[R] prcomp function

[kicker]

Hello,

I have a short question about the prcomp function. First I cite the
associated help page (help(prcomp)):

"Value:
...
SDEV the standard deviations of the principal components (i.e., the square
roots of the eigenvalues of the covariance/correlation matrix, though the
calculation is actually done with the singular values of the data matrix). 
ROTATION the matrix of variable loadings (i.e., a matrix whose columns
contain the eigenvectors). The function princomp returns this in the element
loadings. 
..."

Now please take a look at the following easy example:

first I  define a matrix A
>A<-matrix(c(0,1,4,1,0,3,4,3,0),3,3)
then I apply PCA on A
>trans<-prcomp(A,retx=T,center=F,scale.=F,tol=NULL) 

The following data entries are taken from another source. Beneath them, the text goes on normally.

PR #1285, opened 2020-06-17
fix WET index contents missing last character

MXueguang:
The warc header in WET format doesn't count the empty line that follows the header to Content-Length like what WARC format does. Overwritten `readNextRecord` to fix this.


src/main/java/io/anserini/collection/CommonCrawlWetCollection.java
```diff
@@ -106,6 +108,96 @@ public static Document readNextWarcRecord(DataInputStream in)
...
+      if (in == null || headerBuffer == null) {
+        throw new NoSuchElementException();
+      }
+
+      String line = null;
+      boolean foundMark = false;
+      boolean inHeader = true;
+      byte[] retContent = null;
+
+      // cannot be using a buffered reader here!!!!
```
lintool, line 129: Can you clarify these comments and below?

MXueguang:
> Should we improve the test case to catch this issue?

This issue is covered in test case. old test document is written manually, so it missed this issue. now it fixed.

src/main/java/io/anserini/collection/CommonCrawlWetCollection.java
MXueguang: I'll remove the comment about buffered reader here. It should belong to `readLineFromInputStream` and was well described in that function.

PR #1290, opened 2020-06-19
Add capabilities to parse "CC-News-En" corpus

JMMackenzie:
We have a forthcoming corpus named "CC-News-En" which is a static capture of a chunk of CC-News articles. It adds a `WARC-TREC-ID` to each document.

This PR allows Anserini to index this corpus. Some documentation is currently missing and will be updated once the corpus is ready for public use.


lintool:
Thanks for the contribution!

PR #820, opened 2019-09-12
#MAN-502 Add LibGuides to person profile

cdoyle-temple:
While I was working on a project last week I noticed that on the current list of librarian liaisons, there is no link to a librarian’s subject guides.
Here’s an example for Adam:
https://guides.temple.edu/prf.php?account_id=15120
In checking with the LRS Unit Heads, there was consensus that it would be helpful to provide these links on the profile pages in the new website.
******************
To test: update Adam's entry and add the above id.


cdoyle-temple:
The means of inclusion for libguides is yet to be decided and needs to be further discussed, so this PR as premature.

PR #855, opened 2019-09-26
#MAN-502 add lib guides to person profile

cdoyle-temple:
- Adds libguide account field to model
- when populated, will show button on the person view page linking to springshare page listing that person's libguides.


cdoyle-temple:
Errant migration was throwing this off. It did not belong with this work, so it was removed. (add slug to collections)

PR #859, opened 2019-09-26
#MAN-673 aeon api tweak

cdoyle-temple:
Once the new migration is in place, the slug field for the Blockson Collection collection will need the "blockson_collection" identifier added to it.

Then you will not see the Request this item.... link button on any blockson finding aids.

Find blockson aids here: /finding_aids?collection=10

### DIFF
--- a/app/controllers/finding_aids_controller.rb
+++ b/app/controllers/finding_aids_controller.rb
@@ -53,6 +53,6 @@ class FindingAidsController < ApplicationController
       @finding_aid = FindingAid.find(params[:id])
       @title = @finding_aid.label
       blockson = Collection.find_by_slug("blockson_collection")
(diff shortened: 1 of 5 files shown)


app/controllers/finding_aids_controller.rb
```diff
@@ -51,5 +51,8 @@ def get_filters(aids)
   private
     def set_finding_aid
       @finding_aid = FindingAid.find(params[:id])
+      @title = @finding_aid.label
+      blockson = Collection.find_by_slug("blockson_collection")
+      @aeon = @finding_aid.collections.include?(blockson) ? true : false
```
nomadicoder: You don't need the `? true : false` here, the `include?` method will give you the same result.

PR #861, opened 2019-09-26
#MAN-675 building name helper function can't take nil as param

cdoyle-temple:
Events without locations (nil building and blank external building) were erroring the view since that nil, or blank, was being passed to the filter helper which populates the filters.

Empty locations are now handled so that they pass through without triggering the filter helpers.

Test this here: https://library.temple.edu/events/past?page=99 (if no error, fix is good)


cdoyle-temple:
Will refactor to the get_bldg_name method, but the facets partial was another issue that looked like this: (see https://tulibdev.atlassian.net/browse/MAN-675).

PR #901, opened 2019-10-07
#MAN-502 Add LibGuides to person profile

cdoyle-temple:
Rework MAN-502 as it kept failing in Traivs.


db/migrate/20190926180617_add_slug_field_to_collections.rb
```diff
@@ -1,7 +0,0 @@
-# frozen_string_literal: true
```
bibliotechy: Why is this deleted?.

cdoyle-temple: accident, inadvertant.

bibliotechy: @cdoyle-temple ping

cdoyle-temple: yah ahahha

cdoyle-temple:
@bibliotechy migration restored. Found the error was in the schema where a field created in this work was already in merged code.

PR #907, opened 2019-10-09
#MAN-716 website finding aid creation issue

cdoyle-temple:
Can we require that something have either a subject or a collection? That way, they are still browsable in the finding aids index page?
**************
Added custom validation for either/or condition.


cdoyle-temple:
Tests in.

PR #909, opened 2019-10-09
#MAN-664 Add meaningful page titles to head section of the website

cdoyle-temple:
Might be worth implementing something more general, like using https://github.com/kpumuk/meta-tags so we can get all the sweet sweet seo juice.


app/views/persons/_desktop.html.erb
```diff
@@ -10,7 +10,7 @@
         <% end %>
       </div>
       <div class="col-8">
-        <h1 class="person-name page-title"><%= @person.first_name %> <%= @person.last_name %></h1>
+        <h1 class="person-name page-title"><%= title @person.first_name + " " + @person.last_name %></h1>
```
bibliotechy: Please use string interpolation instead of concatenation
`<%= title "#{@person.first_name}  #{@person.last_name}" %>`

It's more idiomatic ruby, plus it is safer against unexpected bad data like `@person.first_name` being nil.

app/views/persons/_mobile.html.erb
```diff
@@ -3,7 +3,7 @@
     <% if @person.image.attached?  %>
       <%= image_tag @person.show_image, class: "decorative" %>
     <% end %>
-    <h1 class="person-name"><%= @person.first_name %> <%= @person.last_name %></h1>
+    <h1 class="person-name"><%= title @person.first_name + " " + @person.last_name %></h1>
```
bibliotechy: Please use string interpolation instead of concatenation
`<%= title "#{@person.first_name}  #{@person.last_name}" %>`

It's more idiomatic ruby, plus it is safer against unexpected bad data like `@person.first_name` being nil.

cdoyle-temple: got it

app/views/persons/_desktop.html.erb
cdoyle-temple: got it

cdoyle-temple:
@bibliotechy Updated the name format.

PR #911, opened 2019-10-09
Add weighting to items in categories

bibliotechy:
Items in Categories can now be weighted from 1-10, with 1 being most important, 10 being the least (and the default).

Category Item weightings can be assigned in the Admin Category Edit page.

Weighting will affect order in navigation menus, and order in multiple pages where a categories are used to list the items on a page, like the HSL home page research links, visit links, etc.

This also removes the default alphabetical sort that was in place in those pages.


cdoyle-temple:
If someone deletes a number, accidentally leaving the field blank, submits the form, and then tries to edit the form again, that same error is thrown.

PR #956, opened 2019-10-21
Create admingroup model

nomadicoder:
@bibliotechy What else do we need?


nomadicoder:
Moving forward with show page updates and entities

PR #960, opened 2019-10-22
MAN-650 Add name field to accounts

nomadicoder:
These changes will account for the addition of account groupings and general additional fields to make account management easier.

On the “Add new/edit” page: 

**Add a field for “Group membership”**

- Field should be a drop-drown menu list of the groups available in the “Admin Group model”
- Each account can only have one group affiliation

**Add a field for “Name”**

- with everyone’s email as tuzxxxx@temple.edu, it’s really hard to know who is who. 
- Please add a free text field for “Name” that appears above “email”.

_On the display page:_ 

- Change the title at the top to say “Show [name]” and “Edit [name]” instead of the account number
- Add field for “Name”

_On the list page:_

- Add a column and display the contents of the “Name” field
- Remove the “Email” column *[Not done yet, because existing records don't have anything in the name field. This should be done after we populate all of the existing records with names.]*
- Add a column and display the contents of the “Admin Group” field


app/dashboards/account_dashboard.rb
```diff
@@ -78,7 +87,7 @@ class AccountDashboard < BaseDashboard
   # Overwrite this method to customize how accounts are displayed
   # across all pages of the admin dashboard.
   #
-  # def display_resource(account)
-  #   "Account ##{account.id}"
-  # end
+  def display_resource(account)
+    "Account ##{account.name}"
```
bibliotechy: @nomadicoder Do we want it to say "Account" in front of the name?

PR #88, opened 2021-03-29
Fix html escaping in code snippets

oowekyala:
Creating elements using dom methods lets the browser escape the text content.

### DIFF
--- a/resources/js/code-snippets.js
+++ b/resources/js/code-snippets.js
@@ -1,7 +1,7 @@
 /**
  * Simple module to fetch code snippets via ajax.
  * Only supports github hosted code repos.
- * 
+ *
  * Usage:
  * var el = document.createElement('p');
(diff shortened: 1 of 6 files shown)


resources/js/code-snippets.js
```diff
@@ -11,53 +11,60 @@
...
+
+                container.appendChild(lineElt); // append to the container
             });
-            el.innerHTML = html;
         });
         oReq.open("GET", requestUrl);
         oReq.send();
 
-        el.innerHTML = "<tt>fetching...</tt>";
+        container.innerHTML = "<samp>fetching...</samp>";
```
oowekyala, line 67: (tt is deprecated)

adangel (approved):
Looks good.
This could be done as a bugfix release 1.1.2 (master is currently already on version 1.2.0-SNAPSHOT, but there are no commits yet).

>eval<-trans$sdev*trans$sdev #eval is the vector of the eigenvalues of
cov(A) (according to the cited help text above)
>evec<-trans$rotation #evec is the matrix with the eigenvectors of cov(A) as
columns  (according to the cited help text above)

now the eigenvalue equation should be valid, i.e. it should hold
cov(A)%*%ev[,1]=ew[1]*ev[,1]. But it doesn´t, my result:
cov(A)%*%ev[,1]= t(-0.8244927, -0.8325664,0.8244927)
ew[1]*ev[,1]=t(-8.695427,-7.129314,-10.194816)

So my question is : why does the eigenvalue equation not hold ? 

The eigenvalue equation holds when I set center=T in the options of the
prcomp function. But as far as I know and as I understand the help text it
should have no influence on the eigenvalue equation whether the data are
centered or not. I know about the advantages of centered date but I want to
understand how the prcomp function works in the case of uncentered data.

Thank you very much for your efforts.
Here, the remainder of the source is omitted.